The “compact” MIT was invited to sign, along with eight other universities, is flawed, to put it mildly. Setting aside the issue of conditioning “priority for grants” on compliance with the Trump administration’s agenda, the compact is incompatible with free speech principles, despite at some points paying lip-service to them. The compact’s proposal to “freez[e] the effective tuition rates charged to American students for the next five years” might well have regressive effects, reducing the amount of support that universities can offer students most in need. And so on – no doubt every flaw will be painstakingly enumerated in this special issue of the FNL.
Still, the compact does recognize some real problems. Americans have amassed a staggering amount of student debt (although MIT students are fortunate exceptions). Even worse, this financial strain is sometimes imposed by universities that do not prepare students to succeed in the labor market. Grade inflation is rampant at Harvard and elsewhere. Unclear and poorly motivated notions of “diversity” have long been deployed in admissions and hiring. University presidents often signal support for fashionable causes, forgetting that the university “is not itself the critic.” In some parts of the academy there is a stifling political and intellectual monoculture, leading to mediocre research. Academic freedom and free expression on college campuses are nowhere near as healthy as they should be; self-censorship is reportedly common among both students and faculty.
The compact as drafted should not be signed. Among the MIT faculty, that is probably uncontroversial. The important question is whether MIT’s response should be constructive or dismissive. Should we reject the very idea of a compact and repel any attempts at reform?
Pulling up the drawbridge and threatening interlopers with boiling oil implies that they have no reasonable concerns: that inside the ivory tower, all is well. But it is obvious to many people, both inside and outside universities, that there is much room for improvement and innovation. Recent years have seen the founding of Heterodox Academy, the Academic Freedom Alliance, the Council on Academic Freedom at Harvard, and MIT’s own Council on Academic Freedom, among others. These organizations were formed in response to disturbing trends on campuses. And universities cannot count on a majority of the public to support a refusal to engage, or to be outraged by the government’s demands: One survey found that six in ten Americans think that “the higher education system is going in the wrong direction.” If MIT pulls up the drawbridge, that will only reinforce the perception that the Institute is complacent about its own shortcomings.

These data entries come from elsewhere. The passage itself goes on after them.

PR #5209, opened 2017-03-28
make our Lock classes uncopyable, make ReadLock and WriteLock moveable.

ahupowerdns:
### Short description
Right now it is possible to copy our Lock classes, after which bad things will happen. Both destructors will attempt to unlock the mutex. 

With this PR 1) copying becomes impossible 2) the ReadLock and WriteLock classes gain move support, which enables storing them in containers with expected semantics. This is good for having "thousands of locks" that exhibit RAII behaviour.
### Checklist

I have:
- [X] documented the code

### DIFF
--- a/pdns/Makefile.am
+++ b/pdns/Makefile.am
@@ -1156,6 +1156,7 @@ testrunner_SOURCES = \
 	test-dnsparser_hh.cc \
 	test-dnsrecords_cc.cc \
 	test-iputils_hh.cc \
+	test-lock_hh.cc \
 	test-md5_hh.cc \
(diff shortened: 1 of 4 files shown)


rgacogne:
Alternatively, perhaps `ReadLock::upgrade()` should just go since it doesn't appear to be used and is quite misleading, because it does release the existing read lock before acquiring a write one.

ahupowerdns:
I have added some tests and removed the upgrade() feature which was stupid. gotIt() will give you a nonsense answer on moved locks, but I'm told you should not be doing that.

MIT and other American universities already operate under an agreement with the federal government, and by extension with the American public that the government represents. Under that agreement, federal funds flow to universities – in the form of grants, student loans, etc. – if in return universities adopt certain policies and provide certain benefits to the public. The policies tend to be those demanded by justice – universities are not to engage, for example, in wrongful discrimination. Less salient to the conversation are the already-existing obligations universities have to benefit the public, obligations that go beyond “provide a high-quality education.” Land grant universities, for example, are required to provide education, and produce research, of a particular kind – in the agricultural sciences. This is not seen (nor should it be) as tyrannical interference with the operations of those universities. A president of a land-grant university who said their school intended to get out of the business of agriculture research, but was still entitled to all the federal funds it had been receiving, would have misunderstood the compact under which they were operating.

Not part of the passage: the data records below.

PR #5212, opened 2017-03-29
pdns: remove duplicated dns2_tolower() function

tfarina:
There is already a version of dns2_tolower() in misc.hh, called
simply dns_tolower(), but due to some inclusion issues it was necessary
to extract it into another header file (named ascii.hh).


Habbie:
Travis is unhappy with your patch. Can you check the logs and find out why?

tfarina:
I know why it is unhappy, but I don't know autoconf well enough to change the Makefiles to add ascii.hh to the include path so the compiler could find it.

Habbie:
You just need symlinks in the recursordist and dnsdistdist dirs.

tfarina:
Done. Symlinks added.

Habbie:
Travis still unhappy (I did not check why).

Habbie:
Also, if you do requested fixes, please push additional commits, this makes review easier.

tfarina:
dnsname.hh:37:20: fatal error: ascii.hh: No such file or directory

rgacogne:
So, you need to add `ascii.hh` to the `dnsdist_SOURCES` variable in `pdns/dnsdistdist/Makefile.am` and the `pdns_recursor_SOURCES` one in `pdns/recursordist/Makefile.am`, otherwise they are not included in the dnsdist and recursor tarballs.

tfarina:
Done. It passed the trybots. Thanks Remi.

pdns/Makefile.am
```diff
@@ -133,6 +133,7 @@ EXTRA_PROGRAMS = \
 
 pdns_server_SOURCES = \
 	arguments.cc arguments.hh \
+        ascii.hh \
```
pieterlexis: Please replace with a tab to match style

tfarina:
Done.

pieterlexis:
hi @tfarina,

Pleas ealso do this to the other `Makefile.am`'s from this PR. They have the same issue 😉

tfarina:
Done.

In 1945, Vannevar Bush, former Vice President of MIT and Dean of the School of Engineering, wrote a report for President Franklin D. Roosevelt, Science: The Endless Frontier. That report was the blueprint for the extraordinarily productive post-war partnership between the American state and its research universities. But it has been 80 years since that report, and in that time, universities, and the world around them, have been transformed. Among other things, the cost of research and teaching, the path for the commercialization of science, and the international competition for talent, have changed dramatically. Thus revisiting and revising that partnership now is an excellent idea.
Harvard’s Danielle Allen has argued that the compact “introduces a chance to establish a much-needed fresh relationship between America and higher education.” In effect, an invitation to take a leading role in this effort has dropped into MIT’s lap. One of the compact’s initial architects has suggested that it is an opening bid, which “remains subject to further input and discussion, including from campus leaders.” President Kornbluth should lead now, as Professor Bush led before. A coalition of all or some of the universities asked to sign the compact could frame a new compact, with no compromises to academic freedom or other fundamental principles, but which would help restore public trust. The executive and legislative branches would both be involved, with the ambition of producing bipartisan support for amendments to the Higher Education Act (last amended, as Allen points out, in 2008).
This is a moment for MIT to seize the initiative, to the potential advantage of higher education and the country. Naturally such an effort could easily fail. But as the President – Trump, not Kornbluth – has advised, “if you’re going to be thinking anything, you might as well think big.”